**EXTRACTED ENTRIES:**
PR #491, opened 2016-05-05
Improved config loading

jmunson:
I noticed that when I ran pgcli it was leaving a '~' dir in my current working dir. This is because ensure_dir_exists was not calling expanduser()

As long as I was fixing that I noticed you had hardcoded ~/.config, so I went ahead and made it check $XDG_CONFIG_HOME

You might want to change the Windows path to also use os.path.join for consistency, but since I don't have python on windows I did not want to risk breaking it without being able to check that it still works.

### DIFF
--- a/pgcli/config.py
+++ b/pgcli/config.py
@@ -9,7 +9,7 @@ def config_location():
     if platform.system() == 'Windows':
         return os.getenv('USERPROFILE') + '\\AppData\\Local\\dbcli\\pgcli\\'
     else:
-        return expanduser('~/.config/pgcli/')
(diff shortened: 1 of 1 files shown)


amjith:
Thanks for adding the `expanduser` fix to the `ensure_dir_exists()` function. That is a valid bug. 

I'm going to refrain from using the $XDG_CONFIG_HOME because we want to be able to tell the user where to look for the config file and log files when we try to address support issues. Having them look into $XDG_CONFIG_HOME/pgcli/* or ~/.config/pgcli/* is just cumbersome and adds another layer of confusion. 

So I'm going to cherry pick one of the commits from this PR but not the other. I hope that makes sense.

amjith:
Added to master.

**WHAT TO DO:**
Extract the lines above, from the first one through the one containing "Thanks for adding", and return only those, unchanged.

**ANSWER FOR THIS EXERCISE:**
PR #491, opened 2016-05-05
Improved config loading

jmunson:
I noticed that when I ran pgcli it was leaving a '~' dir in my current working dir. This is because ensure_dir_exists was not calling expanduser()

As long as I was fixing that I noticed you had hardcoded ~/.config, so I went ahead and made it check $XDG_CONFIG_HOME

You might want to change the Windows path to also use os.path.join for consistency, but since I don't have python on windows I did not want to risk breaking it without being able to check that it still works.

### DIFF
--- a/pgcli/config.py
+++ b/pgcli/config.py
@@ -9,7 +9,7 @@ def config_location():
     if platform.system() == 'Windows':
         return os.getenv('USERPROFILE') + '\\AppData\\Local\\dbcli\\pgcli\\'
     else:
-        return expanduser('~/.config/pgcli/')
(diff shortened: 1 of 1 files shown)


amjith:
Thanks for adding the `expanduser` fix to the `ensure_dir_exists()` function. That is a valid bug. 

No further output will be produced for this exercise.